So, für alle die es schon wieder vergessen haben, noch gar nichts über unsere Wahlrechtskampangen gehört haben, nicht von Anfang an dabei waren oder alles einfach nochmal durchlesen wollen, hier eine Zusammenfassung der ganzen Ereignisse und Aktionen.

Chronologische Reihenfolge der Ereignisse

Vom Ende des Jahres 1993 bis Februar 1994 haben wir am Grips-Stück "Die Moskitos sind da!" bei der Aufstellung eines Parteiprogrammentwurfes das im Programmheft abgedruckt wurde, mitgearbeitet.
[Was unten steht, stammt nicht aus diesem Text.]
PR #1841, opened 2023-09-21
[Llama2] Fix wrong Vulkan device ID + Add Vulkan compile flags

Abhishek-Varma:
-- This commit fixes the wrong Vulkan device being selected during
   runtime.
-- It also adds couple of IREE compilation flags to target specific
   Vulkan device.
-- It also changes the Vulkan device listing to be in tune with the lowering
    control flow.
    
### DIFF
--- a/apps/language_models/scripts/vicuna.py
+++ b/apps/language_models/scripts/vicuna.py
@@ -1229,6 +1229,7 @@ class UnshardedVicuna(VicunaBase):
         download_vmfb=False,
         cache_vicunas=False,
         extra_args_cmd=[],
+        device_id=None,
         debug=False,
     ) -> None:
         super().__init__(
@@ -1247,6 +1248,7 @@ class UnshardedVicuna(VicunaBase):
         print(f"[DEBUG] hf model name: {self.hf_model_path}")
         self.max_sequence_length = 256
         self.device = device
+        self.device_id = device_id
         self.precision = precision
         self.download_vmfb = download_vmfb
         self.vicuna_vmfb_path = vicuna_vmfb_path
@@ -1409,7 +1411,7 @@ class UnshardedVicuna(VicunaBase):
                 single_file=True,
             )
         self.shark_model = get_vmfb_from_path(
-            self.vicuna_vmfb_path, self.device, "tm_tensor"
+            self.vicuna_vmfb_path, self.device, "tm_tensor", self.device_id
         )
         if self.shark_model is not None:
             print(f"[DEBUG] vmfb found at {self.vicuna_vmfb_path.absolute()}")
@@ -1657,6 +1659,7 @@ class UnshardedVicuna(VicunaBase):
             mlir_module=combined_module,
             device=self.device,
             mlir_dialect="tm_tensor",
+            device_idx=self.device_id
         )
         path = shark_module.save_module(
             self.vicuna_vmfb_path.parent.absolute(),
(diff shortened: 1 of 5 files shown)


Abhishek-Varma:
We can make this concise as I mentioned in the TODO section in a follow-up patch.

I've tested with this patch and reported latest numbers on perf of llama2 vulkan.

apps/language_models/scripts/vicuna.py
```diff
@@ -1808,11 +1811,39 @@ def create_prompt(model_name, history):
...
+                break
+            id += 1
+        
+        assert device_id, f"no vulkan hardware for target-triple '{vulkan_target_triple}' exists"
+        # Step 2. Add a few flags targetting specific hardwares.
+        if "rdna" in vulkan_target_triple:
+            flags_to_add = [
+                "--iree-spirv-index-bits=64",
+                "--iree-opt-const-expr-hoisting=false",
+                "--iree-scheduling-optimize-bindings=false"
```
qedawkins, line 1843: We should only require "--iree-spirv-index-bits=64". The other two were to help narrow down the set of possible issues.

Abhishek-Varma: Oh okay. I've addressed it.

apps/stable_diffusion/web/ui/stablelm_ui.py
```diff
@@ -169,10 +171,53 @@ def chat(
...
+            )
+            _extra_args.append(
+                f"-iree-vulkan-target-triple={vulkan_target_triple}"
+            )
+            if "rdna" in vulkan_target_triple:
+                flags_to_add = [
+                    "--iree-spirv-index-bits=64",
+                ]
+                _extra_args = _extra_args + flags_to_add
+        elif device == "vulkan" and vulkan_target_triple != "":
```
qedawkins, line 195: nit: Condition on `device == "vulkan"` once and fetch the vulkan target triple if not already set. Then you should only have to specify the extra flags to add once.

qedawkins (dismissed):
The model changes look good to me (after a small refactor). Maybe wait for someone else to comment on the device selection stuff.

~~Also I would make sure the CI failures are unrelated.~~ Looks like that's from the maxf -> maximumf changes. You can probably ignore the CI there.

apps/stable_diffusion/web/ui/stablelm_ui.py
Abhishek-Varma: I've made the appropriate change - you may re-review because the `push` of the update dismissed your review. :-P

qedawkins: I feel like we should change that setting on the repo. Not sure that having to restamp over and over again is helpful :/

qedawkins (approved):

Shukla-Gaurav:
@Abhishek-Varma Do we really need an extra device_id parameter and target triple logic to match the right device_id?
Seems like this patch handles mapping to correct device when there are multiple vulkan devices(and extra flags for AMD device), correct me if I am wrong?
 
AFAIK we have handled this problem(mapping to right device) already for stable diffusion in a simpler way I guess. Can you please cross check once?  Thanks!

Abhishek-Varma:
> @Abhishek-Varma Do we really need an extra device_id parameter and target triple logic to match the right device_id? Seems like this patch handles mapping to correct device when there are multiple vulkan devices(and extra flags for AMD device), correct me if I am wrong?
> 
> AFAIK we have handled this problem(mapping to right device) already for stable diffusion in a simpler way I guess. Can you please cross check once? Thanks!

The mapping performed in StableDiffusion is not the correct way we get hold of [vulkaninfo](https://github.com/nod-ai/SHARK/blob/main/shark/iree_utils/vulkan_utils.py#L27-L38). I have indeed changed [that](https://github.com/Abhishek-Varma/SHARK/blob/c50977d41f8cb64e1cd67b82e70ecb291991e4d0/apps/stable_diffusion/src/utils/utils.py#L478-L487) in this patch. PTAL.

The mapping is completely opposite of what we get during the actual compilation stage.
Although I don't have the screenshot for Windows - it'd be fairly easy to see what I'm pointing towards because there the essence of multiple Vulkan hardwares can be seen.

For Linux :-
Incorrect/Missing info w.r.t Vulkaninfo :-
Screenshot 2023-09-21 at 6 23 39 PM

Correct (with this patch you'd see correct listing and therefore correct mapping) :-
Screenshot 2023-09-21 at 6 26 42 PM

In case of Windows it maps `rdna3` with `0` and `ampere` with `1`, whereas Vulkaninfo fetches us exactly opposite device ID map and it breaks the compilation/runtime. PTAL!

Abhishek-Varma:
@Shukla-Gaurav - I've addressed your query above (forgot to tag so adding this as a ping).

Abhishek-Varma:
Getting this in (since this patch works for multiple Vulkan hardwares) - can address any concerns in a follow-up patch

In dem Stück ging es darum, daß die Politiker aus Wählermangel das Wahlrecht ab 10 eingeführt hatten. Daraufhin gründete sich aber, zum Ärger der Politiker, eine eigene Kinderpartei. Nachdem wir an diesem Theaterstück mitgearbeitet hatten, kamen wir auf die Idee, das Wahlrecht für Kinder einzuklagen. Im November 1994 nahmen wir an einer Fernsehtalkshow zum Thema Kinderrechte teil. Bei dieser Talkshow trafen wir Herrn Merk und fragten ihn, ob er sich vorstellen könnte, uns juristisch zu vertreten. Was dabei herausgekommen ist, ist ja bekannt.
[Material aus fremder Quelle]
PR #1847, opened 2023-09-27
Improve mem management in opt_perf_comparison.py

monorimet:
This deletes the huggingface model objects after import_with_fx and before .vmfb compilation, to address memory issues.


dan-garvey (approved):

monorimet:
Closed -- will adress in #1855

Am 23. August 1995 legten Benjamin Kiesewetter und Rainer Kintzel in Karlsruhe eine Verfassungsbeschwerde wegen Vorenthaltung des Wahlrechts ein. Diese Klage wurde am 15. Januar 1996 abgelehnt, mit der Begründung, daß eine Verfassungsbeschwerde, die gegen ein Gesetz gerichtet ist, nur binnen eines Jahres nach Verabschiedung des Gesetzes, erhoben werden kann. Das hieße aber, daß Benjamin und Rainer die Klage bereits Anfang der 50er Jahre hätten einreichen müssen, also lange vor ihrer Geburt.
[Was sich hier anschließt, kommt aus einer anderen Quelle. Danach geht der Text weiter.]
PR #1849, opened 2023-09-28
Modify falcon pipeline for 180b support

vivekkhandelwal1:


apps/language_models/src/pipelines/falcon_pipeline.py
```diff
@@ -74,33 +83,48 @@ def __init__(
...
         self.src_model = self.get_src_model()
+        self.shark_model = self.compile()
 
     def get_tokenizer(self):
         tokenizer = AutoTokenizer.from_pretrained(
-            self.hf_model_path, trust_remote_code=True
+            self.hf_model_path,
+            trust_remote_code=True,
+            token=self.hf_auth_token,
         )
```
Abhishek-Varma, line 110: Can we get rid of this with a similar approach to what's being done for llama in `vicuna.py`?
This in turn should mean that we can perhaps get rid of `hf_auth_token`?

vivekkhandelwal1:
The CI failure is unrelated to the changes made in this PR.

apps/language_models/src/pipelines/falcon_pipeline.py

Daß das Gericht sich so herausgeredet und nicht auf unsere Argumentation eingegangen war, war zwar ziemlich enttäuschend, aber wir hatten trotzdem den Beginn einer öffentlichen Diskussion herbeigeführt und damit auch auf die Diskriminierung von Kindern in vielen anderen gesellschaftlichen Bereichen, wie zum Beispiel in der Schule und in der Familie, aufmerksam gemacht.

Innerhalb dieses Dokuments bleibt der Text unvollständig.